Neville Goddard Lectures: “The Spirit Of God”
08 Jan Neville Goddard Lectures: “The Spirit Of God”
5/10/1971
We are told: “With God, all things are possible.” I think anyone who believes in God would say “yes” to that. But then we are told that: “God is Spirit, and the Spirit of God dwells in us.” I think any man who believes that should make every effort to find out who God really is who “dwells in us.” He is Spirit, and “the Spirit of God dwells in us.” This God creates all things. “By Him all things were made, and without Him was not anything made that was made.”
So everything in the world, regardless of what it is, — for we are told: “I form the light, and I create darkness; I make the weal, and I create the woe. I am the Lord who do all these things.” Well surely, we should make every effort to find out who He is.
I firmly believe, from my own experiences, that this God of whom the Bible speaks is our own wonderful human imagination; that God and the human imagination are one; that all natural effects in the world, though they are created by the Spirit of God, are caused by Spirit. So, “every natural effect has a spiritual cause, and not a natural. A natural cause only seems; it is a delusion of our” — fading, I would say, “memory.” (Blake, from “Milton”) For here in this world I can’t quite remember when I imagined that which is now taking place in my world. I do not recall it. I can’t quite remember when I set it in notion.

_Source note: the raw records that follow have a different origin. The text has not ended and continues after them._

PR #293, opened 2021-08-20
Job workers improvements

AlexK0:
This patch
1) Saves references when copying instances to the instance cache and between workers.
2) Fixes a bug, which spoiled multiple inheritance for job workers requests/responses classes.

### DIFF
--- a/runtime/instance-cache.cpp
+++ b/runtime/instance-cache.cpp
@@ -638,9 +638,6 @@ private:
   }
 
   void fire_warning(const InstanceDeepCopyVisitor &detach_processor, const char *class_name) noexcept {
-    if (detach_processor.is_depth_limit_exceeded()) {
-      php_warning("Depth limit exceeded on cloning instance of class '%s' into cache", class_name);
-    }
     if (detach_processor.is_memory_limit_exceeded()) {
       php_warning("Memory limit exceeded on saving instance of class '%s' into cache", class_name);
       context_->memory_swap_required = true;
--- a/runtime/refcountable_php_classes.h
+++ b/runtime/refcountable_php_classes.h
@@ -17,36 +17,43 @@ public:
   virtual void release() noexcept = 0;
   virtual uint32_t get_refcnt() noexcept = 0;
   virtual void set_refcnt(uint32_t new_refcnt) noexcept = 0;
+
+  virtual uint32_t &get_unique_index_ref() noexcept = 0;
 };
 
 template<class ...Bases>
 class refcountable_polymorphic_php_classes : public Bases... {
 public:
   void add_ref() noexcept final {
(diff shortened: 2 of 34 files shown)


tests/python/tests/job_workers/php/ReferenceInvariant/job_worker.php
```diff
@@ -0,0 +1,12 @@
+<?php
+
+use ReferenceInvariant\ReferenceInvariantRequest;
+use ReferenceInvariant\ReferenceInvariantResponse;
+
+function run_job_reference_invariant(ReferenceInvariantRequest $request) {
+  $request->verify_data();
+
```
DrDet, line 8: Don't we need to verify refcnt here as well as at http worker?

runtime/instance-cache.cpp
```diff
@@ -638,9 +638,6 @@ class InstanceCache {
   }
 
   void fire_warning(const InstanceDeepCopyVisitor &detach_processor, const char *class_name) noexcept {
-    if (detach_processor.is_depth_limit_exceeded()) {
-      php_warning("Depth limit exceeded on cloning instance of class '%s' into cache", class_name);
-    }
```
DrDet, line 643: Why was it deleted? Was it only for cycle refs?

runtime/refcountable_php_classes.h
```diff
@@ -117,11 +139,16 @@ class refcountable_php_classes  : public ManagedThroughDlAllocator {
...
+  }
+
+  uint32_t &get_unique_index_ref() noexcept {
+    return unique_index_;
   }
 
 private:
-  uint32_t refcnt{0};
+  uint32_t refcnt_{0};
+  uint32_t unique_index_{0};
```
DrDet, line 151: Why does it not change size of every php class? As far as I can see, alignment of `refcountable_php_classes` is 4

runtime/instance-cache.cpp
AlexK0: Yep, the main users of this feature were cycles. 
Now, when cycles are supported, the memory limit is enough as one limit for everything.

runtime/refcountable_php_classes.h
AlexK0: You are right, but most of our data types:
int64_t - 8 bytes
double - 8 bytes
class_instance - 8 bytes
mixed - align 8 bytes , size 16
string - 8 bytes
array - 8 bytes

and only bool - 1 byte, and Optional<bool> - 2 bytes

so it matters only for the instances with bool or Optional<bool> (or tuple<bool, bool> :)) ) as the first fields, and for the other cases it doesn't matter at all.

DrDet: ok, I got it)

DrDet (approved):

PR #295, opened 2021-08-25
WIP: initial FFI implementation for KPHP

quasilyte:
Based on PHP FFI model:

* RFC: https://wiki.php.net/rfc/ffi
* Docs: https://www.php.net/manual/ru/book.ffi.php

TODO: more information.


quasilyte:
How to use FFI from this branch.

## Simplest case, no shared libraries

1. Prepare a test script.

```php
<?PHP

$int = FFI::new('int8_t');
var_dump(FFI::sizeof($int));
var_dump(FFI::sizeof(FFI::addr($int));
```

2. Compile and run normally.

```bash
$ kphp2cpp --mode cli main.php
$ ./kphp_out/cli
int(1)
int(8)
```

3. Compare with PHP

```bash
$ php8.0 -f main.php
int(1)
int(8)
```

Note: you may need to enable FFI in your `php.ini` or via the command line option:

```bash
php7.4 -d ffi.enable_cli='true' -f main.php
```

## Shared library example

1. Prepare some test script.

```php
<?php

$cdef = FFI::cdef('
  const char *getenv(const char *name);
', 'libc.so.6');
$home = $cdef->getenv("HOME");
var_dump($home);
```

2. Compile with extra linker flags.

```bash
$ kphp2cpp --mode cli --extra-linker-flags='-ldl -L${KPHP_PATH}/objs/flex -ggdb' main.php
```

Note that we only need an extra `-ldl` option, but our `--extra-linker-flags` are not empty by default, so we have to include the original defaults to actually add some flags instead of replacing the default set. (Maybe we should fix that?)

3. Run normally.

```bash
$ ./kphp_out/cli
string(15) "/home/isharipov"
```

Same with PHP:

```bash
$ php8.0 -f main.php
string(15) "/home/isharipov"
```

PR #303, opened 2021-09-06
WIP: `match` expression

i582:
#290

### DIFF
--- a/compiler/debug.cpp
+++ b/compiler/debug.cpp
@@ -57,6 +57,7 @@ std::string debugTokenName(TokenType t) {
     {tok_as, "tok_as"},
     {tok_case, "tok_case"},
     {tok_switch, "tok_switch"},
+    {tok_match, "tok_match"},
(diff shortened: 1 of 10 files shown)


compiler/debug.cpp
```diff
@@ -57,6 +57,7 @@ std::string debugTokenName(TokenType t) {
     {tok_as, "tok_as"},
     {tok_case, "tok_case"},
     {tok_switch, "tok_switch"},
+    {tok_match, "tok_match"},
```
quasilyte, line 60: Add a lexer test case for a new token?

i582: I haven't started making tests yet, this is an early draft.

i582: Added some tests for lexer.

vkaverin:
Is it possible to add here some kind of annotation to force exhaustion check at compile time instead of runtime `warning`?

i582:
@Danil42Russia review please

PR #313, opened 2021-09-15
fixed a bug with bin and hex literals

i582:
Previously, using uppercase letters in binary and hexadecimal (`0B10` or `0XAA`) literals resulted in a parsing error.

### DIFF
--- a/compiler/lexer.cpp
+++ b/compiler/lexer.cpp
@@ -367,10 +367,12 @@ bool TokenLexerNum::parse(LexerData *lexer_data) const {
     binary,
   } state = before_dot;
 
-  if (s[0] == '0' && s[1] == 'x') {
+  const auto hex_symbol = vk::any_of_equal(s[1], 'x', 'X');
+  const auto bin_symbol = vk::any_of_equal(s[1], 'b', 'B');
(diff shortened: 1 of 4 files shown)


compiler/lexer.cpp
```diff
@@ -367,10 +367,12 @@ bool TokenLexerNum::parse(LexerData *lexer_data) const {
     binary,
   } state = before_dot;
 
-  if (s[0] == '0' && s[1] == 'x') {
+  const auto hex_symbol = vk::any_of_equal(s[1], 'x', 'X');
+  const auto bin_symbol = vk::any_of_equal(s[1], 'b', 'B');
```
unserialize, line 371: I'd prefer not to perform these calculations, because these comparisons are done every time, for every number — for decimal integers also.
I'd change the code like
```
if (s[0] == '0') {
  if (s[1] == 'x' || s[1] == 'X') {
    t += 2;
    state = hex;
  } else if (s[1] == 'b' || s[1] == 'B') {
    t += 2;
    state = binary;
  }
}
```
What about the last line, nothing bad is to enumerate 4 cases via `||`

quasilyte (approved):

PR #317, opened 2021-09-22
WIP: named arguments

i582:
RFC: https://wiki.php.net/rfc/named_params

#290

### DIFF
--- a/compiler/gentree.cpp
+++ b/compiler/gentree.cpp
@@ -229,6 +229,10 @@ VertexAdaptor<Op> GenTree::get_func_call() {
   string name{cur->str_val};
   next_cur();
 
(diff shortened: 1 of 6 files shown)


compiler/gentree.cpp
```diff
@@ -775,6 +775,16 @@ VertexPtr GenTree::get_binary_op(int op_priority_cur, bool till_ternary) {
     return left;
   }
 
+  // in function named argument call:
+  //   foo(name: <expr>)
+  //           | color here
```
quasilyte, line 780: s/color/colon/?

i582: yes, typo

But if this is Law, — and a Law that no man can break, — at some time, somewhere, I imagined what I am now encountering; that my present moment is not really receding into the past; it is advancing into the future to confront me, but I forgot it. And I now think it has a natural or physical cause, and it does not have a natural cause.
“Every natural effect has a spiritual cause,” or the Bible is completely wrong. For we are told: “By Him all things were made,” — without exception; “and without Him was not anything made that was made.” And: “He is Spirit,” and “the Spirit of God dwells in me.” Well, if He dwells in me, I have identified Him with my imagination. Only on this level, I do not remember having imagined it; but along the way, I must have if this is Principle.
Now let me share with you some of my experiences. We are in this room tonight, and the room — at this moment — is more real to us than anything in the world. It has a cubic reality, because we are in it. Think of your home; you know your home far better than you know this room, but your home — at this moment — is not as real as this room. This room now occupies reality to you, and everything else is shadowy as you think of it. Why is this real? Because you have entered it. You are in it. You occupy it.
This I know from experience. Sitting in a chair, suddenly I am seeing what reason tells me I should not see. I am seeing what seems to be the interior of a home. Or lying on my bed, I see the interior, — or it seems to be, — of a great hotel, an unoccupied suite ready for occupancy but not occupied. It was just as vivid as any painting of a great artist. An artist would give us the impression of a three-dimensional picture. We know, for reason tells us, that it is on a flat surface; it is simply depicting three dimensions, but it is all on a flat surface.Well, while seated in the chair or lying on my bed, my consciousness follows vision, and I entered that room. I actually occupied it. I came back to where I was seated, on one occasion, –to where I was lying on my bed on another; and then I went back, and again it took on a cubic reality.
I came back knowing exactly what I am doing, and knowing this whole thing makes no sense whatsoever to the rational mind, but I cannot deny what I am experiencing. Here I have the evidence, — no one to share it with, but I have the evidence. I came back, and then went back into the picture. At the moment I entered the picture, it took on cubic reality; and after doing it maybe a dozen times or more, I said to myself, “I am going to explore. This time I am going to go right into it and remain there and explore,” which I did.